Secondly, all data in hive is stored in HDFS. Hive contains four data models: Table, External table, partition, and bucket.
3) data exchange
Data exchange is divided into the following parts:
User Interface: includes the client, Web interface, and database interface.
Metadata storage: data about data. The metadata in hive includes the table name, the table's columns and partitions, its attributes, the table's attributes (whether it is an external table or not), and the directory where the table data is located.
The interpreter, compiler, and optimizer completes the generation of hql query statements from lexical analysis, syntax analysis, compilation, and optimization to query plans. The generated query plan is stored in HDFS and then executed by mapreduce.
Hadoop: hive data is stored in HDFS. Most of the queries are completed by mapreduce (queries containing * do not generate mapredcue tasks, such as select * From TBL ).
4. Integration of hive and hbase
Hbase is a distributedNon-relational databases based on column Storage. The query efficiency of hbase is very high, mainly because of the query and display results.
Hive isDistributed Relational Database Service. It is mainly used for parallel distributed processing of large amounts of data. All queries in hive except "select * from table;" must be executed in map \ reduce mode.
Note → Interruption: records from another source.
PR #956, opened 2023-09-29
refactor: Local definition for TokenRolesEnum

pxrl:
This seems to be entirely internal, so no need to export it or define it centrally.


pxrl:
Closing this one, since this will be migrated to sdk-v2.

PR #959, opened 2023-09-29
refactor: Remove UMA interfaces lookup

pxrl:
These names change very rarely, and we only have need for a small number of the complete set.

### DIFF
--- a/test/TokenClient.Approval.ts
+++ b/test/TokenClient.Approval.ts
@@ -1,4 +1,3 @@
-import { interfaceName } from "@uma/common";
 import { HubPoolClient, SpokePoolClient, TokenClient } from "../src/clients";
 import {
   Contract,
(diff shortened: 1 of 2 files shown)


nicholaspai (commented):
@james-a-morris can you look at this and make sure we don't overwrite this in the SDK changes?

pxrl:
nb. We could alternatively define this centrally somewhere

> @james-a-morris can you look at this and make sure we don't overwrite this in the SDK changes?

Ah good call, maybe this is migrated to sdk anyway.

mrice32 (approved):
LGTM!

pxrl:
Part of this PR will be moved to sdk-v2, so I have re-proposed that part here: https://github.com/across-protocol/sdk-v2/pull/417.

james-a-morris (approved):
LGTM - this is now reflected in the SDK

PR #963, opened 2023-10-02
refactor: Simplify inventory client parsing

pxrl:
This helps to drop an UMA dependency, and is arguably nicer because it doesn't corce the js Object to and from a string type.


src/relayer/RelayerConfig.ts
```diff
@@ -65,11 +65,12 @@ export class RelayerConfig extends CommonConfig {
     this.slowDepositors = SLOW_DEPOSITORS
       ? JSON.parse(SLOW_DEPOSITORS).map((depositor) => ethers.utils.getAddress(depositor))
       : [];
-    this.inventoryConfig = RELAYER_INVENTORY_CONFIG ? JSON.parse(RELAYER_INVENTORY_CONFIG) : {};
+    this.inventoryConfig = JSON.parse(
+      RELAYER_INVENTORY_CONFIG?.replace(/0x[a-fA-F0-9]{40}/g, ethers.utils.getAddress) ?? "{}"
```
nicholaspai, line 69: Do you think we should make this a helper function? I think there are several other places where we expect an address string set in the .env that might not be checksummed

pxrl: We can make it a utility function; I only did it here because this was the only place I could see that we actually normalised addressed on input.

I'll update accordingly :+1:

james-a-morris, line 69: It may be easier to use a reviver in this case. `JSON.parse`'s second parameter is an optional function that looks at keys/values. We could probably create a reviver function like:
```
/**
 * Converts a potential string/array of strings that match an address into a checksummed address
 **/
export function checksumAddress(value: unknown): unknown {
    const isArray = Array.isArray(value);
    const result: unknown[] = (isArray ? value : [value]).map((v) => utils.isAddress(v) ? utils.getAddress(v) : v;
    return isArray ? result : result[0];
}
```
```
JSON.parse(
    RELAYER_INVENTORY_CONFIG ?? {},
    (, v) => checksumAddress(v)
)
```

james-a-morris (commented):
Left a comment to possibly add discussion about the readability of the parse function

PR #964, opened 2023-10-02
feat: Import constants-v2

nicholaspai:
IGets updated BAL address

### DIFF
--- a/package.json
+++ b/package.json
@@ -5,12 +5,12 @@
   "repository": "git@github.com:across-protocol/relayer-v2.git",
   "author": "UMA Team",
   "license": "AGPL-3.0-only",
-  "private": true,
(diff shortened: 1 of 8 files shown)


package.json
```diff
@@ -5,12 +5,12 @@
   "repository": "git@github.com:across-protocol/relayer-v2.git",
   "author": "UMA Team",
   "license": "AGPL-3.0-only",
-  "private": true,
```
james-a-morris, line 8: Did we want to keep this as to not accidentally publish to npmjs?

james-a-morris (approved):

package.json
nicholaspai: oh is that why we did that?

PR #965, opened 2023-10-03
chore: remove refactored tests

james-a-morris:
Will require https://github.com/across-protocol/sdk-v2/pull/425 to be merged into the SDK to pass.


src/caching/RedisCache.ts
```diff
@@ -71,4 +71,10 @@ export class RedisCache implements interfaces.CachingMechanismInterface {
     // Return key to indicate that the value was set successfully.
     return key;
   }
+
+  static resolveFromRedisClient(redisClient: RedisClient, logger?: winston.Logger): RedisCache {
```
mrice32, line 75: What are these behavior changes? Are these related to removing tests?

mrice32 (commented):
Looks great! Only one question

src/caching/RedisCache.ts
james-a-morris: This behavior change is related to moving the tests. The goal of `RedisCache` is that it is a wrapped version of our `RedisClient` that complies with the `CachingMechanismInterface`. The `CachingMechanismInterface` is an interface that allows the SDK to leverage caching without knowing the specifics of what cache is being used.

The `RedisClient` isn't specifically a `CachingMechanismInterface` so `RedisCache` is used to wrap it with an additional reviver.

james-a-morris: Effectively, I wanted to create a way for the SDK to be unopinionated on which cache mechanism we use for two reasons:

- Caching mechanisms come and go and as the SDK gets more mature, it would make changing more difficult.
- With this system, we don't actually need to store any cache-specific clients in our dependencies. The onus of storage is placed on the software that calls the SDK. As such, we can keep our SDK lighter in terms of required dependencies.

mrice32: Gotcha, makes sense. I'll take a pass over the caching logic and match it up with the SDK.

I suspect that the tests could be deleted without updating the caching interface, but it looks like we're also upgrading the version, too. In the future, I might suggest trying to break these two things apart into 1) a PR that deletes the tests and 2) a PR that updates the version and changes the cache interface to make it easier to review. Just a minor nit, though!

mrice32 (approved):
LGTM!

nicholaspai (approved):
LGTM have you tested the relayer, dataworker, finalizer in sim mode and made sure there are no regressions?
- relayer looks good to fill deopsits
- relayer can manage inventory correctly
- proposer proposes a bundle that looks normal
- disputer doesnt want to dispute

Also, try running `validateRunningBalances` and `validateRootBundle`

james-a-morris:
@pxrl @nicholaspai @mrice32 this PR passes our validate root bundle at multiple steps but fails the running balance test. This seems to also be failing on master so it may not be related to this PR. In either way, it is open for any additional reviews.

src/utils/BlockUtils.ts
pxrl, line 1: FWIW I'm probably partial to submitting this separately. In this PR we're already bumping SDK and refactoring a bunch of tests. If we see any regressions it might be difficult to identify where they are, and since this particular change isn't integral to that and is easy to submit afterwards, wdyt about handling it afterwards?

james-a-morris: Done: https://github.com/across-protocol/relayer-v2/pull/965/commits/cc236b7cca24701c3be189c0dfc71cd955f458ee

nicholaspai (approved):
LGTM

Because map \ reduce is required, it may take 8 to 9 seconds to query a table with only one row and one column, if it is not queried using the select * from table; method. However, hive is better at processing large amounts of data. When there is a lot of data to be processed and the hadoop cluster has enough capacity, it can reflect its advantages. Hive and hbase can be integrated through the hive storage interface.
Hive and hbase integration function implementation is to use the two itself external API interface communication, mutual communication is mainly rely on the hive_hbase-handler.jar tool class (hive storage handlers:
The following describes hadoop data management from hadoop's Distributed File System HDFS, distributed database hbase, and data warehouse tool hive, they all implement Three-dimensional data management from the macro to the micro through their own data definition and architecture, and complete large-scale data storage and task processing on the hadoop platform.